> _TASK BRIEF_: Keep only those lines of the records that include the string "github".
☆ ☆ ☆ ☆
Issue #2355, opened 2020-01-06
Webhook does not return any error for resources deployed in version v1beta1


sebgl:
To reproduce: 

* Deploy ECK 1.0.0-beta1 (not sure if necessary)
* Deploy ECK 1.0.0-rc4

Apply the following manifest:

```yaml
apiVersion: elasticsearch.k8s.elastic.co/v1beta1
kind: Elasticsearch
metadata:
  name: es-apm-sample-invalid
spec:
  version: 7.4.0
  nodeSets:
    - name: default
      count: 3
      config:
        # This setting could have performance implications for production clusters.
        # See: https://www.elastic.co/guide/en/cloud-on-k8s/master/k8s-virtual-memory.html
        node.store.allow_mmap: false
        node.master: false
```

The apply should fail, because the webhook detects no master node, but it does not.
Changing `apiVersion: elasticsearch.k8s.elastic.co/v1beta1` to `apiVersion: elasticsearch.k8s.elastic.co/v1` does trigger the webhook correctly.

sebgl:
Looks like the v1beta1 endpoint is not setup correctly in the operator:

```
[elastic@elastic-operator-0 ~]$ curl -k https://localhost:9443/validate-elasticsearch-k8s-elastic-co-v1beta1-elasticsearch                                                                                │
404 page not found                                                                                                                                                                                        │
[elastic@elastic-operator-0 ~]$ curl -k https://localhost:9443/validate-elasticsearch-k8s-elastic-co-v1-elasticsearch                                                                                     │
{"response":{"uid":"","allowed":false,"status":{"metadata":{},"message":"contentType=, expected application/json","code":400}}}
```

PR #2358, opened 2020-01-07
Fix v1beta1 webhook

sebgl:
The v1 webhook did work as expected, but not the v1beta1 webhook before
this commit.

To fix this, it:

* creates 2 distinct webhooks with distinct names
(`elastic-es-validation-v1beta1.k8s.elastic.co` and
`elastic-es-validation-v1.k8s.elastic.co`) in the
ValidatingWebhookConfiguration
* ensures the v1beta1 webhook is created along with the v1 webhook at
operator startup
* registers v1beta1 resources in the schema, required for the v1beta1
webhook to run

To test it, I deployed the operator and webhook configurations, then:
- tried applying a v1beta1 resource: the v1beta1 webhook was triggered,
returning an error mentioning v1beta1.NodeSet
- tried applying a v1 resource: the v1 webhook was triggered, returning
an error mentioning v1.NodeSet

Fixes https://github.com/elastic/cloud-on-k8s/issues/2355.

### DIFF
--- a/docs/webhook.asciidoc
+++ b/docs/webhook.asciidoc
@@ -7,7 +7,7 @@ A validating webhook provides additional validation of Elasticsearch resources: 
 === Architecture
 The webhook is composed of 4 main components. Here is a brief description of each of them to understand how they interact, their naming, and how they are managed.
 
-. A `ValidatingWebhookConfiguration` object that defines the validating webhook, named `elastic-es-validation-{eck_crd_version}.k8s.elastic.co`. It must be created before starting the operator. The `caBundle` field can be automatically managed as part of the automatic certificate management _(see below)_.
+. A `ValidatingWebhookConfiguration` object that defines the validating webhook, targeting the right webhook path and resource. It must be created before starting the operator. The `caBundle` field can be automatically managed as part of the automatic certificate management _(see below)_.
 . A Kubernetes Service is used to expose the validating server, named `elastic-webhook-server`. It is in the same Namespace as the webhook server.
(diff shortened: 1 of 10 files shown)


docs/webhook.asciidoc
```diff
@@ -7,7 +7,7 @@ A validating webhook provides additional validation of Elasticsearch resources:
 === Architecture
 The webhook is composed of 4 main components. Here is a brief description of each of them to understand how they interact, their naming, and how they are managed.
 
-. A `ValidatingWebhookConfiguration` object that defines the validating webhook, named `elastic-es-validation.k8s.elastic.co`. It must be created before starting the operator. The `caBundle` field can be automatically managed as part of the automatic certificate management _(see below)_.
+. A `ValidatingWebhookConfiguration` object that defines the validating webhook, named `elastic-es-validation-{eck_crd_version}.k8s.elastic.co`. It must be created before starting the operator. The `caBundle` field can be automatically managed as part of the automatic certificate management _(see below)_.
```
barkbay: The `ValidatingWebhookConfiguration` object is named `elastic-webhook.k8s.elastic.co`
It is the `clientConfig` that is named `elastic-es-validation-{eck_crd_version}.k8s.elastic.co`

sebgl: The `ValidatingWebhookConfiguration` contains a `webhooks` array of `Webhook`, for which we define the name. That's not the name of the `clientConfig`.

I think in "A `ValidatingWebhookConfiguration` object that defines the validating webhook, named `elastic-es-validation-{eck_crd_version}.k8s.elastic.co`",  `named` refers to the inner validating webhook, not to the ValidatingWebhookConfiguration.

WDYT?

sebgl: We can maybe simplify that sentence to `A ValidatingWebhookConfiguration` object that defines the validating webhooks`(without any name reference) so we avoid the confusion?

Issue #2463, opened 2020-01-24
Add the --cert-dir flag to change the directory for Webhook certificate.


dulltz:
## Proposal
Add the `--cert-dir` flag to pass to the controller-runtime.

In PodSecurityPolicy enabled K8s cluster, read-only root filesystem is common.
I want to to use `/tmp` path as writable empty-dir because sometimes ECK writes its logs to under the /tmp/.

However, ECK v1.0.0 uses `/tmp/k8s-webhook-server/serving-certs` for the elastic-webhook-server-cert secret.

It is not good to overwrap mount paths, so I hope to add `--cert-dir` flag to ECK for changing the cert-dir.

It seems to be changeable by passing to controller-runtime.
https://github.com/kubernetes-sigs/controller-runtime/blob/a7c8a93c1cf395974911ef0ece977a7d27b2bf4b/pkg/manager/manager.go#L175

### Environment

- ECK version: v1.0.0
- Kubernetes information:
    - v1.16
    - On premise
    - PodSecurityPolicy enabled

```
$ kubectl version
Client Version: version.Info{Major:"1", Minor:"16+", GitVersion:"v1.16.6-beta.0", GitCommit:"e7f962ba86f4ce7033828210ca3556393c377bcc", GitTreeState:"clean", BuildDate:"2020-01-15T08:26:26Z", GoVersion:"go1.13.5", Compiler:"gc", Platform:"linux/amd64"}
Server Version: version.Info{Major:"1", Minor:"16+", GitVersion:"v1.16.6-beta.0", GitCommit:"e7f962ba86f4ce7033828210ca3556393c377bcc", GitTreeState:"archive", BuildDate:"2020-01-17T02:54:55Z", GoVersion:"go1.13.4", Compiler:"gc", Platform:"linux/amd64"}
```

sebgl:
It sounds like a legitimate request 👍 
We probably want to make the flag name a bit more explicit to contrast with other flags and other certificates managed by ECK: `--webhook-cert-dir`.

I have a few remarks and questions, to make sure I understand completely your use case:

* If overriding the `--webhook-cert-dir` flag, you would also have to tweak the secret volume mount path in the ECK manifest. It is currently set to `mountPath: /tmp/k8s-webhook-server/serving-certs` by default.

* `sometimes  ECK writes its logs to under the /tmp/.`. The this surprises me a little bit. Can you give more details? When does ECK write its logs to `/tmp`?

[...]

PR #2476, opened 2020-01-28
Allow webhook cert directory to be overridden

sebgl:
Set a new `--webhook-cert-dir` flag that allows overriding the path to
the webhook certificates, most likely mounted from a Secret.

It's intended to be used this way:

```
args: ["manager", "--operator-roles", "all",
"--webhook-cert-dir=/tmp/whatever"]
```

(or by overriding the equivalent environment variable)

And the corresponding secret mount:

```
volumeMounts:
  - mountPath: /tmp/whatever
    name: cert
    readOnly: true
```

Fixes https://github.com/elastic/cloud-on-k8s/issues/2463.

### DIFF
--- a/cmd/manager/main.go
+++ b/cmd/manager/main.go
@@ -145,7 +145,7 @@ func init() {
 	Cmd.Flags().String(
 		WebhookSecretFlag,
 		"",
-		fmt.Sprintf("K8s secret mounted into to the path designed by %s to be used for webhook certificates", WebhookCertDirFlag),
+		fmt.Sprintf("K8s secret mounted into the path designated by %s to be used for webhook certificates", WebhookCertDirFlag),
 	)
 	Cmd.Flags().String(
 		WebhookCertDirFlag,
--- a/cmd/manager/main.go
+++ b/cmd/manager/main.go
@@ -67,6 +67,7 @@ const (
 
 	ManageWebhookCertsFlag   = "manage-webhook-certs"
 	WebhookSecretFlag        = "webhook-secret"
+	WebhookCertDirFlag       = "webhook-cert-dir"
 	WebhookConfigurationName = "elastic-webhook.k8s.elastic.co"
 	WebhookPort              = 9443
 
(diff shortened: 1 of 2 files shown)


cmd/manager/main.go
```diff
@@ -134,17 +135,23 @@ func init() {
...
 		OperatorNamespaceFlag,
 		"",
-		"k8s namespace the operator runs in",
+		"K8s namespace the operator runs in",
 	)
 	Cmd.Flags().String(
 		WebhookSecretFlag,
 		"",
-		"k8s secret mounted into /tmp/cert to be used for webhook certificates",
+		fmt.Sprintf("K8s secret mounted into to the path designed by %s to be used for webhook certificates", WebhookCertDirFlag),
```
thbkrkr: Nit: "into to" :dog: 
and not sure but: `s|designed|designated|`

docs/operator-config.asciidoc
```diff
@@ -26,7 +26,8 @@ ECK can be configured using either command line flags or environment variables.
 |operator-namespace |"" |Namespace the operator runs in. Required.
 |operator-roles |all |Roles this operator should assume. Valid values are `namespace`, `global`, `webhook` or `all`. Accepts multiple comma separated values.
 |webhook-pods-label |"" |Label used to select pods running the webhook server.
-|webhook-secret |"" | Kubernetes secret containing the webhook certificates.
+|webhook-secret |"" | K8s secret mounted into the path designated by webhook-cert-dir to be used for webhook certificates.
+|webhook-cert-dir |"{TempDir}/k8s-webhook-server/serving-certs" |Path to the directory that contains the webhook server key and certificate.
```
anyasabo: I was curious if the leading space differences in the last item (`| K8s secret mounted` vs `|Path to the directory`) changes how it renders. It looks like it does not so I don't think we need to be nitpicky here

thbkrkr: Out of curiosity, I wonder what can be the default value of "TempDir" other than `/tmp`?

sebgl: https://golang.org/pkg/os/#TempDir
> On Unix systems, it returns $TMPDIR if non-empty, else /tmp. On Windows, it uses GetTempPath, returning the first non-empty value from %TMP%, %TEMP%, %USERPROFILE%, or the Windows directory.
☆ ☆ ☆ ☆
> _TASK RESPONSE_:
Fixes https://github.com/elastic/cloud-on-k8s/issues/2355.
https://github.com/kubernetes-sigs/controller-runtime/blob/a7c8a93c1cf395974911ef0ece977a7d27b2bf4b/pkg/manager/manager.go#L175
Fixes https://github.com/elastic/cloud-on-k8s/issues/2463.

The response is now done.